*Aim of the task:*
Print, in exact form, the lines below from the one containing "prover-side degree analysis." through the one containing "in debug builds.", and omit all others.

[Available data Boundary: Start]

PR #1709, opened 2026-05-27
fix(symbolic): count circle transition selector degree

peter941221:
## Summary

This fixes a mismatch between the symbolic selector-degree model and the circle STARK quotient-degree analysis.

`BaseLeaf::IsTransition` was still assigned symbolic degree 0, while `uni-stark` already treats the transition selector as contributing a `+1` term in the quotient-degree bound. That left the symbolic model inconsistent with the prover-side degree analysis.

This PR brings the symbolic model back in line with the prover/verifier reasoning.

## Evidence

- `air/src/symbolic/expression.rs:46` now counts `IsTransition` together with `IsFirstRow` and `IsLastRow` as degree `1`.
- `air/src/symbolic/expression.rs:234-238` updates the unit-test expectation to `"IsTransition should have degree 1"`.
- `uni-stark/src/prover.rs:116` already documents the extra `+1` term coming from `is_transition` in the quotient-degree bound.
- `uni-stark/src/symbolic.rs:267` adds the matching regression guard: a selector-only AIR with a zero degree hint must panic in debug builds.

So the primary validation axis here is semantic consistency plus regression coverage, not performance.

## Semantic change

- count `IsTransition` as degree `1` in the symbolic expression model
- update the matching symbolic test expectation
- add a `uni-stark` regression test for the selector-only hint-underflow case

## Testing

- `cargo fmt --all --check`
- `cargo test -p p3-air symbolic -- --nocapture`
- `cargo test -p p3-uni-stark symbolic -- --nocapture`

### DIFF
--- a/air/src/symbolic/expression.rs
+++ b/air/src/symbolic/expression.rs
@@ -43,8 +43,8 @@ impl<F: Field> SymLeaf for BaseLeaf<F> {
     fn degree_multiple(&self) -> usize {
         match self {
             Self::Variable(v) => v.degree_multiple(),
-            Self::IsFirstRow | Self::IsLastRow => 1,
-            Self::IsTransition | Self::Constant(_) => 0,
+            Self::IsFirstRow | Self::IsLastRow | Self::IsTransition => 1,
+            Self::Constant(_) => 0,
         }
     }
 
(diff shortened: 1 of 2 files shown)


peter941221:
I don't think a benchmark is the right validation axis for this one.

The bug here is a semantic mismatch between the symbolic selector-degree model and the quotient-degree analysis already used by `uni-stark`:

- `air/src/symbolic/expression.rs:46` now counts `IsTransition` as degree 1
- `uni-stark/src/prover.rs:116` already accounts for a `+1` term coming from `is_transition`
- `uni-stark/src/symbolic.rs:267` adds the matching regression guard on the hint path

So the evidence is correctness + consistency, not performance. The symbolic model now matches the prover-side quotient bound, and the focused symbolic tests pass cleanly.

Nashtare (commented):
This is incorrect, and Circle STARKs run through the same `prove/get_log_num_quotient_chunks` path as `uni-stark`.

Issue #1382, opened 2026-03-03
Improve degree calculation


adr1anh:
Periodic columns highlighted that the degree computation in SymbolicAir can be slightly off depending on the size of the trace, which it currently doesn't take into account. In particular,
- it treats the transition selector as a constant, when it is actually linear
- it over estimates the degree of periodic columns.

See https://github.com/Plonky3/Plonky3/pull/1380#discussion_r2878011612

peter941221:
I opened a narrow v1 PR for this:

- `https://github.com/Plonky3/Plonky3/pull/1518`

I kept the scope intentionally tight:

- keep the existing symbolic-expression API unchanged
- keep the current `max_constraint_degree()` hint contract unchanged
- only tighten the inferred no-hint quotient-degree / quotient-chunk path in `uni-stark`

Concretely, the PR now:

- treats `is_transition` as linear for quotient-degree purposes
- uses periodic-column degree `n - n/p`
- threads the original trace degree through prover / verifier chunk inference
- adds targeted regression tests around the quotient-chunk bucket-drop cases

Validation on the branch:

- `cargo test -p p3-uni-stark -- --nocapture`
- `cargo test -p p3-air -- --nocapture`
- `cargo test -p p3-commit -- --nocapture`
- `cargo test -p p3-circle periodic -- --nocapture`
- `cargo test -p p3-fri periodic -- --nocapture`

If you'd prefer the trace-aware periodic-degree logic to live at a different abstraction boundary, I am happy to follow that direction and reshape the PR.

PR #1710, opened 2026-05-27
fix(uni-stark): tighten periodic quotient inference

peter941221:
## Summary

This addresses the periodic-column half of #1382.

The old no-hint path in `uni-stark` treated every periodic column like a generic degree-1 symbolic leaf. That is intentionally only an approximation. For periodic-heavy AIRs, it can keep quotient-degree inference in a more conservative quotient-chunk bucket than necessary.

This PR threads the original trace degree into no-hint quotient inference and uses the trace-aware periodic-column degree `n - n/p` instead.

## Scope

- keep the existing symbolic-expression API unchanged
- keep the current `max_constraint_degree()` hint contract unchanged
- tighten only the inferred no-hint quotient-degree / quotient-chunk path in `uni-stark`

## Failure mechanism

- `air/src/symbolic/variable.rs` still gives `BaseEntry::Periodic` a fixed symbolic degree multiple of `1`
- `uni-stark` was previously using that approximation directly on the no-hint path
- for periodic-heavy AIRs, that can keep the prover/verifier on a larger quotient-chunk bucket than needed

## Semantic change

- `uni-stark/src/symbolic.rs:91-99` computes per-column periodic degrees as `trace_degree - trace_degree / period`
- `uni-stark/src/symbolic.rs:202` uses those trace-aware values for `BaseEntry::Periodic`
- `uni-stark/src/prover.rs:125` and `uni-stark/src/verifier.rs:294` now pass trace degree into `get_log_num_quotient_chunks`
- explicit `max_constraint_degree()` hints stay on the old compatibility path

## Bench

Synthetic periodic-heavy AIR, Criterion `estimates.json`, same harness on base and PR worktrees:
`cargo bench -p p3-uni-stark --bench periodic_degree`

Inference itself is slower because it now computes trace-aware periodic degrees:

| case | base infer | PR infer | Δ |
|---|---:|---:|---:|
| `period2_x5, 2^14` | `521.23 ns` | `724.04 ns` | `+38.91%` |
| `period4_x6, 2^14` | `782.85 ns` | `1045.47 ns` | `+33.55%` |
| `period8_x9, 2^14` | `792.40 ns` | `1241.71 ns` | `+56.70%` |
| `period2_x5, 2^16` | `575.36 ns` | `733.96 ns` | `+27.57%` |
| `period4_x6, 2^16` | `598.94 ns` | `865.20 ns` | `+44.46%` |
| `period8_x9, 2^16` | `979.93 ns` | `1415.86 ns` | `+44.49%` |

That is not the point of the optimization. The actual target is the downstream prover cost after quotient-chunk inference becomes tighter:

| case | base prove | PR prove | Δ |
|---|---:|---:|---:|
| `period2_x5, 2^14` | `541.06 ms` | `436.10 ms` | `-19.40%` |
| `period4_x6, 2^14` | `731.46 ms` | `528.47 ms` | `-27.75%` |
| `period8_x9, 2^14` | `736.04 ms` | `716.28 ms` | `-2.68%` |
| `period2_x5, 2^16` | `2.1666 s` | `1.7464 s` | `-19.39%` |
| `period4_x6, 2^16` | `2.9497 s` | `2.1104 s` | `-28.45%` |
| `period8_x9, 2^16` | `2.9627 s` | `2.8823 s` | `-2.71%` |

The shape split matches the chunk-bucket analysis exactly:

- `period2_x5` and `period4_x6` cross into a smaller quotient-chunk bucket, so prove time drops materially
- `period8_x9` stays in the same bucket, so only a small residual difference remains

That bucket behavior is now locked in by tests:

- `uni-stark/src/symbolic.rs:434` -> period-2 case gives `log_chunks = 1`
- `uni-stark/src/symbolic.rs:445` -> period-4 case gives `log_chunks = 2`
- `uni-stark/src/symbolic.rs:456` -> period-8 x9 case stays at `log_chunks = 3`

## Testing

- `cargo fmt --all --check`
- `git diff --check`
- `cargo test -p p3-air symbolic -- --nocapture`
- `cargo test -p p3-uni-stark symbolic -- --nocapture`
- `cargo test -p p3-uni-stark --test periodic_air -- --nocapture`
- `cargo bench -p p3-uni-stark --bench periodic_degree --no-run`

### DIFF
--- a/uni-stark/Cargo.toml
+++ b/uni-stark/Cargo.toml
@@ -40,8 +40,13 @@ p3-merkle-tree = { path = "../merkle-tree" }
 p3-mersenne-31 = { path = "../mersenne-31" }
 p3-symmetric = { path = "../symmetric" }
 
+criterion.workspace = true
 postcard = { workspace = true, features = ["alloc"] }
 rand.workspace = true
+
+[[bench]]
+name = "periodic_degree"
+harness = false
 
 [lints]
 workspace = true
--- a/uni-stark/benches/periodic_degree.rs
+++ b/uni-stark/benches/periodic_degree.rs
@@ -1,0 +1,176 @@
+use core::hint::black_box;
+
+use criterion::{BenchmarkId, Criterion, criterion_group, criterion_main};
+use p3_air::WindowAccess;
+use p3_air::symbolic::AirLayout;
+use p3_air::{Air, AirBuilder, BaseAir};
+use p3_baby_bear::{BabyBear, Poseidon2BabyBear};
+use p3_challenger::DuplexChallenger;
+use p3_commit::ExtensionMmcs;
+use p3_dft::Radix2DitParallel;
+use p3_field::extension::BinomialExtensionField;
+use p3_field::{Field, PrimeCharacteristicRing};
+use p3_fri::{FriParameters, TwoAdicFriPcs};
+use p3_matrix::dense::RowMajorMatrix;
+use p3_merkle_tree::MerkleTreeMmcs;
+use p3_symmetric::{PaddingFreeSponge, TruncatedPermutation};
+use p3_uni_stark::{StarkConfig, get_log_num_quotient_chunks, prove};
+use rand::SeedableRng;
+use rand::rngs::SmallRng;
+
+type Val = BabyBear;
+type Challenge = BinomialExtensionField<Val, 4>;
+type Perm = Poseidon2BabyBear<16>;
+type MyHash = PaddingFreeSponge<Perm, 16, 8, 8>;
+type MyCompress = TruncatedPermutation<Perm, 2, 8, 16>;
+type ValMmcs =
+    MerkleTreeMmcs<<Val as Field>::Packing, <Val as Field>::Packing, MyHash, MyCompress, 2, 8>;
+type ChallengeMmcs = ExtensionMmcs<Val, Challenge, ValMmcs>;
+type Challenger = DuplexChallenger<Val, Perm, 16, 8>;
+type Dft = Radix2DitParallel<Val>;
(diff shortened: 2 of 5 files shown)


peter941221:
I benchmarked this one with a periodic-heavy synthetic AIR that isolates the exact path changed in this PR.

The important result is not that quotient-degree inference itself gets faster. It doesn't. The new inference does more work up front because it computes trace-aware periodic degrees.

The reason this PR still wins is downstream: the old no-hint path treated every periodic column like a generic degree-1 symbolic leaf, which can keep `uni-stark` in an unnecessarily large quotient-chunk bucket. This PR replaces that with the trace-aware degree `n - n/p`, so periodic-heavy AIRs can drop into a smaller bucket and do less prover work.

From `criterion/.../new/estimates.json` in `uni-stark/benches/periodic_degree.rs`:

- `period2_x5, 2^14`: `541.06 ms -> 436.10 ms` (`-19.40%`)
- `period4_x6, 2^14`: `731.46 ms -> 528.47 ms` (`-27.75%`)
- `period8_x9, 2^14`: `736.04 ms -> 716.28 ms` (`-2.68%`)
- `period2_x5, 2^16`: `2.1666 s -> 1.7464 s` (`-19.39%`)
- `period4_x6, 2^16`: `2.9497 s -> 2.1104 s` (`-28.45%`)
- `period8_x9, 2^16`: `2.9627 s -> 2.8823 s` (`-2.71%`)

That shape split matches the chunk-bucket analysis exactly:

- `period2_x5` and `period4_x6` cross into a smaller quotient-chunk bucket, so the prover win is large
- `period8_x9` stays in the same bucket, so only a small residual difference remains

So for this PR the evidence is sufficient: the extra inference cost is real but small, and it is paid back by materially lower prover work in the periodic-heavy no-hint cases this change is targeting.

[Available data Boundary: End]

*Exercise response:*
`BaseLeaf::IsTransition` was still assigned symbolic degree 0, while `uni-stark` already treats the transition selector as contributing a `+1` term in the quotient-degree bound. That left the symbolic model inconsistent with the prover-side degree analysis.

This PR brings the symbolic model back in line with the prover/verifier reasoning.

## Evidence

- `air/src/symbolic/expression.rs:46` now counts `IsTransition` together with `IsFirstRow` and `IsLastRow` as degree `1`.
- `air/src/symbolic/expression.rs:234-238` updates the unit-test expectation to `"IsTransition should have degree 1"`.
- `uni-stark/src/prover.rs:116` already documents the extra `+1` term coming from `is_transition` in the quotient-degree bound.
- `uni-stark/src/symbolic.rs:267` adds the matching regression guard: a selector-only AIR with a zero degree hint must panic in debug builds.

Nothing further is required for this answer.